_Data entries_
BEGIN
PR #498, opened 2016-01-12
[Code style] Import all FQCNs when possible

Pierstoval:
It might be cool to simplify all class imports.

I noticed there was a bug in some phpdoc in v0.14.0 because my IDE wasn't auto-completing correctly.

### DIFF
--- a/Event/Event.php
+++ b/Event/Event.php
@@ -35,7 +35,7 @@ class Event extends BaseEvent
     /**
      * Accessor to the mapping used to manipulate the object.
      *
-     * @return \Vich\UploaderBundle\Mapping\PropertyMapping
+     * @return PropertyMapping
      */
     public function getMapping()
     {
--- a/Handler/AbstractHandler.php
+++ b/Handler/AbstractHandler.php
@@ -12,18 +12,18 @@ use Vich\UploaderBundle\Storage\StorageInterface;
 abstract class AbstractHandler
 {
     /**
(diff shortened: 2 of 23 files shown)


K-Phoen:
This PR breaks the tests ;)

Besides, I'm not sure I want to add unused `use` statements just to make IDE happy.
Replacing a FQCN by a simple class name where it's possible is definitely fine though.

Pierstoval:
I updated the PR to fix the tests, it is green now

JHGitty:
:+1: +1 for this code style.

robfrawley:
Please merge this... Using FQCN everywhere in the docs is a recipe for disaster as it introduces repetitious strings throughout the code base that must all be updated when something is moved/renamed/etc. It's much easier to update the use statements than to update the 10, 20, 100, or more repeated docblocks.

Moreover, there is no overhead on the engine as zend does nothing with a use statement until it comes across a piece of code that actually references the class.

In my opinion this has very little to do with IDEs --- any modern IDE can happily perform code completion regardless of whether you utilize use statements and short names in docs blocks or FQCN in doc blocks. To me it's just a matter of clean and easy to maintain source... But that's just me.

Pierstoval:
I've rebased and I fixed one small minor code style issue in a doc file :stuck_out_tongue:

Pierstoval:
👏 Thanks

PR #499, opened 2016-01-15
Add error_bubbliing option

### LINKED ISSUE #460: form_errors with form theme
Hello i have an issue using your form theme

I'm using an assert on my imageFile : * @Assert\Image(maxSize="300k", mimeTypes={"image/jpeg", "image/png"}, allowLandscape=true, allowPortrait=false)

But when I validate the form, the imageFile errors are considered as global error and not as field error :/

It's not a global error when I'm not using your form theme.

Thank you !

garak:
Fix #460


K-Phoen:
Thanks! :)

PR #506, opened 2016-01-20
Add return value to setter in example

JHGitty:
This should be the same behaviour as the Doctrine entity generator would create.


K-Phoen:
Thanks :)

Issue #508, opened 2016-01-20
Travis and runTests.sh should test the same


JHGitty:
Thanks to @geekdevs I found this issue. (https://github.com/dustin10/VichUploaderBundle/issues/489#issuecomment-171189911)

Currently in Travis we do **not** test on Symfony versions ``2.5.0`` and ``2.6.0``. But in ``runTests.sh`` we test against these Symfony versions. Version ``2.4.0`` is missing in both tests.

There are 2 possible solutions:

1. We do no longer test against these Symfony versions because they are End-of-Life since 07/2015 and 01/2016. http://symfony.com/doc/current/contributing/community/releases.html#schedule

2. We add ``2.5.0`` and ``2.6.0`` to Travis and ``2.4.0`` to both.

What do you think?

JHGitty:
@K-Phoen What do you think should we do?

K-Phoen:
We are supposed to support `~2.3|~3.0`, or at least that's what our `composer.json` says. So in my opinion we should fix the bundle for the broken versions and add at least one entry for `~2.4`, `~2.5` and `~2.6` in the `.travis.yml` file.

I know that these versions are not supported anymore by the Symfony core team, but ideally I'd like this bundle to work seamlessly from Symfony ~2.3 to ~3.0.

Would you like to take the lead on this issue?

JHGitty:
@K-Phoen I agree with you. The ``composer.json`` file is the most important reason why we should check against all Symfony versions.

I'll create a Pull Request for Travis. Maybe we will find some BC breaks / broken tests. Hopefully Travis will run the tests successfully.

geekdevs:
Note that the problem is not only that `runTests.sh` tests different versions than travis, but also that `runTests.sh` fails on the versions which travis does not.

garak:
:-1:  for supporting unsupported versions of Symfony.
You could find yourself into a situation where your software is failing for a problem caused by Symfony and you cannot make Symfony fix that problem.
So you're not really supporting such versions, in the end.

K-Phoen:
I don't know yet what I want to do for the 1.0 release.

The `composer.json` files indicates that the bundle supports from Symfony ~2.3 to ~3.0. We are basically saying that the bundle works with Symfony 2.3, 2.4, 2.5, … up to 3.0. So including these versions in our test matrix kind of make sense (even if they are not maintained anymore).
That induces a longer run-time for our test builds and more maintenance-related work.

[...]

PR #509, opened 2016-01-20
Add missing Symfony versions to tests

JHGitty:


.travis.yml
```diff
@@ -1,7 +1,6 @@
 language: php
 
 php:
-    - 5.5
```
K-Phoen: Why removing PHP 5.5 ?

.travis.yml
```diff
@@ -16,9 +15,15 @@ env:
 
 matrix:
     include:
-        - php: 5.5
```
K-Phoen: Same here, we do want to test on both the lowest supported Symfony and PHP versions.

.travis.yml
JHGitty: We could check against PHP 5.5 **and** PHP 5.6. But why should we check only against PHP 5.5 on Symfony 2.3?

.travis.yml
JHGitty: @K-Phoen Thanks! Discussion see other comment.

JHGitty:
@K-Phoen
Should we remove this line? As I understand the matrix includes already contain the Symfony Version. 
Or is it important to have this line still there?

```yml
env:
    - SYMFONY_VERSION="~2.8.0"
```

.travis.yml
K-Phoen: See [this PR](https://github.com/dustin10/VichUploaderBundle/pull/470) :)

JHGitty: I understand. Thanks. I'll fix it.

K-Phoen: Awesome, thanks :+1:

tgabi333:
Symfony 2.4, 2.5 and 2.6 are not supported anymore, so there is no need for testing. 

http://symfony.com/doc/current/contributing/community/releases.html

K-Phoen:
@tgabi333 I know, but this bundle claims to support Symfony ~2.3 so I it make sense to test 2.4, 2.5 and 2.6 ;)

K-Phoen:
Closing this since it's solved in master (see #508)

PR #510, opened 2016-01-20
Remove PHP requirement from composer.json

JHGitty:
We should allow PHP 5.3 and PHP 5.4. The PHP requirement check is already done by the Symfony ``symfony/framework-bundle``.

### DIFF
--- a/composer.json
+++ b/composer.json
@@ -17,7 +17,6 @@
         }
     },
     "require": {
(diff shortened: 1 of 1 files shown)


K-Phoen:
Nope, we are stricter than the framework and it's done on purpose ;)

PR #522, opened 2016-02-05
Use double slashes in twig example

benoliver999:
Otherwise, twig just crunches it all together, eg `FooBundleEntityProduct`, and throws a `Class not found` Reflection Exception.


K-Phoen:
Thanks :)

PR #541, opened 2016-03-07
Additional ocramius/proxy-manager version (1.0 and 2.0)

dawiddominiak:
There are some problems with using older version of "ocramius/proxy-manager" in PHP 7.

Argument parameter types such as string, float, int, bool are not converted in the proper way during the caching process. Declarations of cached/proxy methods are not compatible with their's parent equivalent.

On the other hand 2nd version of "ocramius/proxy-manager" is just stable.

### DIFF
--- a/.travis.yml
+++ b/.travis.yml
@@ -28,10 +28,11 @@ matrix:
           env: SYMFONY_VERSION="~3.0.0"
 
 before_install:
+    - echo "extension = mongodb.so" >> ~/.phpenv/versions/$(phpenv version-name)/etc/php.ini
     - composer self-update
     - phpenv config-rm xdebug.ini || true
     - composer require --no-update symfony/symfony:${SYMFONY_VERSION}
 
-install: composer update --prefer-dist --ignore-platform-reqs
+install: composer update --prefer-dist
 
 script: vendor/bin/phpunit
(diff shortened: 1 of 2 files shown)


K-Phoen:
Requiring ~2.0 is not an option as this version is only compatible with PHP ~7.0.
This bundle should allow both ~1.0 and ~2.0. Can you update this PR ? :)

dawiddominiak:
OK, I've updated that but there is a problem in travis command.

`composer update` is running with option `--ignore-platform-reqs`.
[Documentation](https://getcomposer.org/doc/03-cli.md#install)

Composer always try to install newer version of `ocramius/proxy-manager` even with older php version. Everything should work without that option.

dawiddominiak:
OK, it's not working proper.

There is missing `ext-mongo` in your travis environment. I've tried to change `doctrine/mongodb-odm` version to not use `ext-mongo` directly, but it's still required by `doctrine/mongodb`.

Compatibility with PHP7 in `doctrine/mongodb` is hold by the following issue: https://github.com/doctrine/mongodb/issues/239 . 

I'll try keep my fork till issue above will be done.

jrobeson:
bitten by this one too now.

K-Phoen:
Should be fixed in master and released as 1.0.1 :)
END
Where in the records above does the word "prefer" appear? Copy each line that holds it.

-install: composer update --prefer-dist --ignore-platform-reqs
+install: composer update --prefer-dist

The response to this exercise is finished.